# Studio Fix(Powder) or Studio Tech?



## aroseisarose (Apr 22, 2009)

Which out of the two is best for oily skin? is more matte? better in general? in your opinion. Let me know.


--{--@


----------



## mizuki~ (Apr 22, 2009)

I have both and I have oily skin too. I would say Studio Fix powder


----------



## ClaireAvril (Apr 22, 2009)

hmmm... this is a hard one because I love both of these.. I say studio tech.
i have combo skin - I put studio tech on first then pat on some studio fix on top.


----------



## anita22 (Apr 22, 2009)

Whether one is "better" than another really depends on your criteria!
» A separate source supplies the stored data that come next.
PR #3461, opened 2023-05-30
[PAY-1278] Indicator for end of chat history on mobile

dharit-tan:
### Description
Add an indicator that tells the user they've reached the end of the chat history. Only show it when the chat list is scrollable, ie. the content height is larger than the container.

### How Has This Been Tested?

Local ios stage
- Confirmed it does not flicker upon entering chat screen.
- Confirmed it does not flicker at the top of the chat messages list before older messages have loaded in.
Simulator Screen Shot - iPhone 14 Pro - 2023-05-30 at 16 48 41

### Feature Flags ###


packages/mobile/src/screens/chat-screen/Indicator.tsx
```diff
@@ -0,0 +1,41 @@
...
+    textTransform: 'uppercase',
+    letterSpacing: 0.5,
+    backgroundColor: palette.neutralLight5,
+    paddingHorizontal: spacing(2),
+    paddingVertical: spacing(1),
+    borderRadius: spacing(0.5)
+  }
+}))
+
+export const Indicator = ({ content }: { content: string }) => {
```
rickyrombo, line 31: Love that this is split out - maybe could use a slightly more descriptive name though?

rickyrombo (approved):

packages/mobile/src/screens/chat-screen/Indicator.tsx
rickyrombo: Maybe `MessageSeparator`? Or `SeparatorWithText`?

dharit-tan: Called it `ChatMessageSeparator`

PR #3463, opened 2023-05-30
[PAY-1291] Adds new message toast when scrolled up on mobile

schottra:
### Description
This PR adds a behavior to `ChatScreen` which will track the most recent _received_ message and fire a toast if it changes while the user is scrolled far enough from the bottom.

* Added memo/hook to track most recently received message (since chats array is most recent first, it's the first index we find where the sender is not the current user)
* Added handler/ref to track current scroll position of the message list in a chat
* Consolidated logic for calculating auto-scroll threshold on iOS into a helper function
* Added helper to compute minimum scroll threshold needed to show the new toast. The idea here is that on iOS, we're using [`maintainVisibleContentPosition`](https://reactnative.dev/docs/0.66/scrollview#maintainvisiblecontentposition-ios) to automatically scroll new messages into view if we're within a small distance of the "top" of the list. We don't want to show the toast in those cases. On Android, there is no auto-scrolling, so we'll always use the threshold (100 units, roughly the size of a line of text plus timestamp)
* Added hook to track change of most recently received message id and fire the toast if applicable
* Added some helper types to make working with FlatList events a little easier

Kapture 2023-05-30 at 17 44 49

### Dragons
N/A

### How Has This Been Tested?
Tested on iOS/Android physical devices and iOS simulator

N/A

### Feature Flags ###
N/A


packages/mobile/src/screens/chat-screen/ChatScreen.tsx
```diff
@@ -1,30 +1,38 @@
...
+  Status,
   accountSelectors,
+  chatActions,
+  chatCanFetchMoreMessages,
   chatSelectors,
-  encodeUrlName,
   decodeHashId,
   encodeHashId,
-  Status,
+  encodeUrlName,
```
schottra, line 13: Most of the changes up here are due to an `Organize Imports` removing unused items and resorting the rest.

packages/mobile/src/screens/chat-screen/ChatScreen.tsx
```diff
@@ -296,7 +335,35 @@ export const ChatScreen = () => {
...
+    const idx = chatMessages.findIndex(
+      (chat) => chat.sender_user_id !== userIdEncoded
+    )
+    return idx >= 0 ? chatMessages[idx].message_id : null
+  }, [chatMessages, userIdEncoded])
+
+  // If most recent message changes and we are scrolled up, fire a toast
+  useEffect(() => {
+    if (
+      newestReceivedMessageId != null &&
```
dharit-tan, line 348: would `newestReceivedMessageId &&...` be more readable?

packages/mobile/src/screens/chat-screen/ChatScreen.tsx
```diff
@@ -46,6 +55,11 @@ import { ChatUnavailable } from './ChatUnavailable'
 import { EmptyChatMessages } from './EmptyChatMessages'
 import { ReactionPopup } from './ReactionPopup'
 
+type ChatFlatListProps = FlatListProps<ChatMessageWithExtras>
```
dharit-tan, line 58: nicee

rickyrombo (approved):

dharit-tan (approved):
I have it in my to-do to use this package to support the same behavior on android: https://github.com/GetStream/flat-list-mvcp
tho I don't think this changes the "no auto-scrolling on android"

PR #3481, opened 2023-06-01
[C-2702] Remove initialSelectedNode from disc-node selector

dylanjeffers:
### Description

Removes the initialSelectedNode from discovery-node-selector to prevent issues where users get stuck on a node that may be unhealthy.


rickyrombo (approved):

raymondjacobson (approved):
nice!!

Studio Fix (powder) is great for oily skin. Because it's a powder, it's very absorbent. It has great staying power and buildable coverage. It's very fast to apply (just brush it on with a big brush and you're good to go). Cons for me are that I sometimes find it a little too powdery even though my skin is extremely oily. I tend to use it as a finishing powder over, e.g. Studio Fix Fluid, when I want to be very matte and polished.

Studio Tech is a somewhat creamy foundation, if you have oily skin then you may find it gets oily quickly. It has a very nice soft finish to it, good coverage, which can be sheered out by spritzing Fix+ onto your brush. Cons: The staying power is not as good; if you have oily skin it probably won't wear as long as Studio Fix. Also you go through this stuff really fast!
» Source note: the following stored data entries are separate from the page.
PR #3484, opened 2023-06-01
[PAY-1308] Use all messages for tracking latest received

schottra:
### Description
The logic I had before was well-intentioned (find the first message that isn't from the current user). But it has a flaw when the first page of messages are all from the current user and you have to scroll up to see the first "received" message.
I changed the logic to just run the effect whenever the most recent message changes, and only do the toast logic when the most recent message is from the other user.

### Dragons
N/A

### How Has This Been Tested?
Tested locally on physical devices

N/A

### Feature Flags ###
N/A

### DIFF
--- a/packages/mobile/src/screens/chat-screen/ChatScreen.tsx
+++ b/packages/mobile/src/screens/chat-screen/ChatScreen.tsx
@@ -325,31 +325,31 @@ export const ChatScreen = () => {
     }
   }, [earliestUnreadIndex, chatMessages])
 
-  const newestReceivedMessageId = useMemo(() => {
-    const idx = chatMessages.findIndex(
-      (chat) => chat.sender_user_id !== userIdEncoded
-    )
-    return idx >= 0 ? chatMessages[idx].message_id : null
-  }, [chatMessages, userIdEncoded])
+  const newestMessage = chatMessages.length > 0 ? chatMessages[0] : null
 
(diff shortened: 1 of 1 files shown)


packages/mobile/src/screens/chat-screen/ChatScreen.tsx
```diff
@@ -325,31 +325,31 @@ export const ChatScreen = () => {
     }
   }, [earliestUnreadIndex, chatMessages])
 
-  const newestReceivedMessageId = useMemo(() => {
-    const idx = chatMessages.findIndex(
-      (chat) => chat.sender_user_id !== userIdEncoded
-    )
-    return idx >= 0 ? chatMessages[idx].message_id : null
-  }, [chatMessages, userIdEncoded])
+  const newestMessage = chatMessages.length > 0 ? chatMessages[0] : null
```
dharit-tan, line 328: tiny nit: i've been using `latestMessage` vs `earliestMessage`. tho tbh newer vs older maybe is easier to understand.

dharit-tan (approved):
nice - much simpler logic :)

rickyrombo (approved):

packages/mobile/src/screens/chat-screen/ChatScreen.tsx
schottra: `latest` is fine! I'd rather be consistent.

PR #3489, opened 2023-06-01
[PAY-1336] Updates to mobile chats user search screen

dharit-tan:
### Description
Changes to search text input on create new chat screen. Did not implement the moving label - would require a deeper dive to get it to work well with a right icon + clear icon.

### Dragons

- Updates to core `TextInput`. This is the first usage of `clearable` so I updated the icon and its size.
- Removed `height` and `width` in `styles.icon` - correct me if i'm wrong but don't think these do anything, and we should set via component props instead?
- Updated `iconSearch` to new version, will appear in other places in the app but it looks fine on homescreen.

### How Has This Been Tested?

Local ios stage
Simulator Screen Shot - iPhone 14 Pro - 2023-06-01 at 17 13 58
Simulator Screen Shot - iPhone 14 Pro - 2023-06-01 at 17 13 54

### Feature Flags ###


packages/mobile/src/components/core/TextInput.tsx
```diff
@@ -67,13 +68,12 @@ const useStyles = makeStyles(({ typography, palette, spacing }) => ({
     color: palette.neutral,
     fontFamily: typography.fontByWeight.medium,
     minWidth: 40,
+    flexGrow: 1,
     // Needed for android
     padding: 0
   },
   icon: {
-    fill: palette.neutralLight5,
-    height: spacing(4),
```
rickyrombo, line 75: worth noting the default size of these icons is 24x24 and we're removing this which would resize them to 16x16 - might want to check other usages?

rickyrombo (approved):

packages/mobile/src/components/core/TextInput.tsx
dharit-tan: nice good call. there are other uses which rely on 16. gonna add icon style as a prop.

packages/mobile/src/components/core/TextInput.tsx
```diff
@@ -331,11 +335,19 @@ export const TextInput = forwardRef<RNTextInput, TextInputProps>(
                   right: spacing(2)
                 }}
               >
-                <IconCloseAlt fill={styles.icon.fill} />
+                <IconCloseAlt
+                  fill={iconProp?.fill ?? styles.icon.fill}
```
rickyrombo, line 339: might be easier to create an object above like:
```
const iconProps = {
   ...styles.icon
   ...iconProp
 }
 ```
 to minimize the `??` checks

rickyrombo (approved):

PR #3499, opened 2023-06-02
[pay-1311] Reset chat state on sign out

schottra:
### Description
Since our chat state reducers and sagas are all based on the current signed-in user and don't support multiple user chat states, we should reset it on sign out. This isn't an issue for web, as the page is refreshed after sign out and we lose all redux state.

### Dragons
N/A

### How Has This Been Tested?
Tested on physical device against staging

N/A

### Feature Flags ###
N/A


dharit-tan (approved):

audius-infra:
Preview this change https://demo.audius.co/pay-1311-messages-persist-across-session

PR #3515, opened 2023-06-06
[PAY-1333] Mobile dms end of history only shows with >10 messages

dharit-tan:
### Description
Require 10 messages to show the "End of Message History" indicator.

Also removed the `minHeight: 100%` css on flatlist container bc it was causing the flatlist to be scrollable even when there were 1-2 messages. Thought it was needed to make messages appear at the bottom, but apparently not anymore (??).

This solution is not perfect - sometimes we will get smaller values than expected for `flatListInnerHeight` and not show the end of history indicator. I think this is preferable to showing it erroneously when we don't want to. Calling this good enough for now.

### Dragons

`onLayout` is finnicky:
- Sometimes `chatContainerBottom` measurements don't happen at the right time and it comes out to 0. Strangely it only happens on _some_ chats (Rufus the Roo consistently repros this but has no discernible reason as to why).
- Values returned from `measureInWindow` and `onContentsSizeChanged` are not the same. `onContentSizeChanged` seems to be correct, `measureInWindow` is consistently undersized.

### How Has This Been Tested?

Local ios stage

### Feature Flags ###


packages/mobile/src/screens/chat-screen/ChatScreen.tsx
```diff
@@ -231,15 +230,12 @@ export const ChatScreen = () => {
...
-  // starts at screen height due to height: 100% css property.
+  // Only show the end reached indicator if there are no previous messages, more than 10 messages,
+  // and the flatlist is scrollable.
   const shouldShowEndReachedIndicator =
     !(chat?.messagesSummary?.prev_count ?? true) &&
-    flatListInnerHeight.current - chatContainerTop.current >
-      chatContainerBottom.current -
-        chatContainerTop.current +
-        END_REACHED_OFFSET
+    chatMessages.length > END_REACHED_MIN_MESSAGES &&
```
dharit-tan, line 237: No longer need `END_REACHED_OFFSET` bc we don't use `minHeight: 100%` anymore.
Also removed `chatContainerTop` bc it's subtracted from both sides.

rickyrombo (approved):

packages/mobile/src/screens/chat-screen/ChatScreen.tsx
schottra: Just curious why we need to do the math? Could we not just append an item to the end of the flatlist that renders the "end reached" message and let Flatlist handle the scrolling and positioning?

I've seen us use this pattern in tables where we give things special IDs (ex: `id: '__endReachedIndicator'`) that we can check for in `renderItem` to conditionally render something other than a ChatListMessageItem

dharit-tan: Good thought, I think we decided not to append things to flatlist for the unread indicator due to other issues but those might not apply here. Will create ticket.

PR #3, opened 2024-02-27
Added apiHandler

scruzin:
This is more code copied from VidGrind.
A few of the errors have been wrapped, but otherwise it is unchanged.

### DIFF
--- a/cmd/datablue/handlers.go
+++ b/cmd/datablue/handlers.go
@@ -28,6 +28,7 @@ import (
 	"fmt"
 	"io"
 	"log"
+	"math/rand"
 	"net/http"
 	"strconv"
 	"strings"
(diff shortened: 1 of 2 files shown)


cmd/datablue/handlers.go
```diff
@@ -451,6 +453,72 @@ func varsHandler(w http.ResponseWriter, r *http.Request) {
 	fmt.Fprint(w, resp)
 }
 
+// apiHandler handles API requests which take the form:
+//
+//	/api/operation/property/value
```
ao-david, line 458: can we make some comment about what the path looks like after /value? ie chunk or even just "/.."

cmd/datablue/handlers.go
```diff
@@ -451,6 +453,72 @@ func varsHandler(w http.ResponseWriter, r *http.Request) {
...
+			h.Add("Content-Type", "application/octet-stream")
+			h.Add("Content-Disposition", "attachment; filename=\""+val+"\"")
+			rand.Read(body)
+			var i int64
+			for i = 0; i < n; i += chunk {
+				w.Write(body[i : i+chunk])
+			}
+			return
+		}
+
```
ao-david, line 515: Do we know what the future api routes might look like? Is it worth adding in extra cases which return "not yet implemented"

ao-david (approved):

Issue #8, opened 2024-03-18
Add License file


ao-david:
For these packages to be more accessible to the open source community, they should have a correct license file so that gopkg will display them.

see here: https://pkg.go.dev/license-policy

PR #9, opened 2024-03-18
Add GPL licence (#8):

ao-david:
A licence.txt file was added to the root directory to allow packages to be shown on the pkg.go.dev page. This should promote more usage of the packages for open source devs.


trekhopton:
Shouldn't this file contain the actual licence? All good if you've tested that it's smart enough to recognise that it's GPL.

ao-david:
I have now used the GitHub feature that is built in which has automatically generated the file in the home directory, so this should work.

trekhopton (approved):

PR #11, opened 2024-04-17
Initial revision

scruzin:
This is all of the broadcast-related code factored out of VidGrind.

main.go has a single entry point, /broadcast. Currently, only /broadcast/save is supported.

Other files are largely unchanged, except for:
- using cloud/notify for notifications.
- removing used functions form utils.go,
- updating licenses to refer to Ocean TV instead of VidGrind.


cmd/oceantv/main.go
```diff
@@ -0,0 +1,232 @@
...
+	}
+
+	err = notifier.Init(ctx, projectID, senderEmail, &timeStore{})
+	if err != nil {
+		log.Fatalf("could not set up email notifier: %v", err)
+	}
+}
+
+// timeStore implements a notify.TimeStore that uses iotds.Variable for persistence.
+type timeStore struct {
```
saxon-milton, line 142: Has gofmt been run ? I feel like it would have made this 
`type timeStore struct {}`

saxon-milton (approved):

ao-david:
I think that given that Ocean TV has lots of testing, that we should try and integrate CircleCI, or some other testing platform with GitHub as soon as possible.

cmd/oceantv/main.go
scruzin: Yes, gofmt has been run and it was happy.

PR #20, opened 2024-05-14
cmd/datablue/handlers.go: log device error responses regardless of debug

trekhopton:
This was done because it was rather hard to debug errors being returned to ESP clients without redeploying datablue in debug mode (undesirable).


cmd/datablue/handlers.go
```diff
@@ -538,7 +538,5 @@ func writeDeviceError(w http.ResponseWriter, dev *iotds.Device, err error) {
 	}
 	w.Header().Add("Content-Type", "application/json")
 	fmt.Fprint(w, `{"er":"`+err.Error()+`"`+rc+`}`)
-	if debug {
-		log.Println("Wrote error: " + err.Error())
-	}
+	log.Println("Wrote error: " + err.Error())
```
scruzin, line 541: Now that's we're always logging, let's make it slightly more descriptive, e.g., "Wrote device error".

saxon-milton (approved):

PR #25, opened 2024-05-16
ts/nav-menu.ts: if there is no site selected, don't show nav menu links

trekhopton:
This was done because, unintentionally, before even logging in, all the nav menu links were showing, it wasn't until the site menu had a site selected that the menu dynamically showed links.


cmd/oceanbench/ts/nav-menu.ts
```diff
@@ -84,6 +84,14 @@ export class NavMenu extends LitElement {
         const ul = this.shadowRoot?.querySelector('#menu') as HTMLUListElement;
         for (const item of items) {
             ul.appendChild(item);
+            const perm = Number(item.dataset && item.dataset['perm']);
+            if(perm && (perm & this.selectedPerm) != 0){
```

I hope that helps... personally I have both, but then I like to switch my foundations depending on mood / occasion, so yeah! They're both good, it just depends what you're looking for really.


----------



## hawaii02 (Apr 22, 2009)

I have worn both. Preferably, I like the powder formula better and it's what I stick to.


----------



## Dreamergirl3 (Apr 22, 2009)

Can Studio Fix powder be applied sheerly? Or is it more of a full coverage powder foundation?

Also, how badly does Studio Fix powder oxidize on oily skin?

thanks in advance!


----------



## vocaltest (Apr 22, 2009)

Honestly? Neither. My skin is excessively oily... when I say excessively, I mean my skin will be shiny within an hour of putting on makeup (and its not even hot here), and my foundation will crack around my nose after this time too. All MAC foundations have done this to me, and I thought it was just no foundation would/could ever work for me.. until I tried Chanel Mat Lumiere. Posters on here are prob sick of me guffing on about how amazing this foundation is... but imo theres nothing quite like it for oily skin. A good cheap alternative is Revlon's Custom Creations, better than colourstay imo.


----------



## glassy girl (Apr 22, 2009)

I would say studio fix. I have both and love them both anita22 is on the spot there diffent and i were different foundation on different ocassions but fix sounds like its more 4 you.  And u can apply studio fix sheerly with a big fluffy brush.


----------



## onlyoneeye (Apr 23, 2009)

I have crazy oily skin. I used to use Studio Fix but if I didn't wear a primer and blot all day long and reapply it, it would turn 10 shades darker on my face. So now I use Studio Stick with Blot Powder. I still have to use a primer, and blot and reapply Blot powder. But at least it doesn't turn 10 shades darker when my face gets oily. Just my experience. And I'm an NC45.


----------



## Tahti (Apr 23, 2009)

When I was wearing StudioFix, I found it worked better than Studio Tech, lasted longer too. I have combo skin, my nose gets oily pretty quickly. Only weird thing I found about it was that it oxidized on my face and turned darker as the day went on - involving constant reapplication D: - I was wearing NW15 though, and apparently this happens a lot with this shade...


----------



## Dreamergirl3 (Apr 23, 2009)

^thanks, I have combo skin as well and my nose gets oily fairly quickly. I reeeeally wanted a powder foundation for summer, but it looks like Studio Fix might not be for me 
	

	
	
		
		

		
			





 dang it.


----------



## nichollecaren (Apr 23, 2009)

I tried to post earlier but i think something went wrong ...:S



I have combination skin and I wear studio fix powder. I find it to be easy to use, and can give very light coverage (most ppl have no idea I wear makeup) and I can apply with the sponge for a flawless look. 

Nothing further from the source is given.